=== Section Start ===

PR #64, opened 2021-03-26
Simplify if statement to remove unreachable case

jeffa5:
If `op_by_id` contains `succ` then we can get the index straight away,
else we can do the original work. This means we don't need an `else`
case for a third situation as in reality there isn't one.


orionz:
Looks great!  Thanks jeff!

PR #68, opened 2021-03-27
Simplify while stack not empty with while let

jeffa5:


alexjg:
This looks like it's based off of the compression PR which I don't want to merge until the corresponding PR in the JS `performance` branch is merged. It all looks good otherwise so happy to merge once that's done.

jeffa5:
Ah, I don't think it relies on that branch, rebased it to just be off main. My fault.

=== Section End ===

Instructions to follow — Taking the line that contains "PR #68, opened 2021-03-27" as the first and the last line of the material as the final one, transcribe that span exactly and include nothing else.

Result of the exercise —
PR #68, opened 2021-03-27
Simplify while stack not empty with while let

jeffa5:


alexjg:
This looks like it's based off of the compression PR which I don't want to merge until the corresponding PR in the JS `performance` branch is merged. It all looks good otherwise so happy to merge once that's done.

jeffa5:
Ah, I don't think it relies on that branch, rebased it to just be off main. My fault.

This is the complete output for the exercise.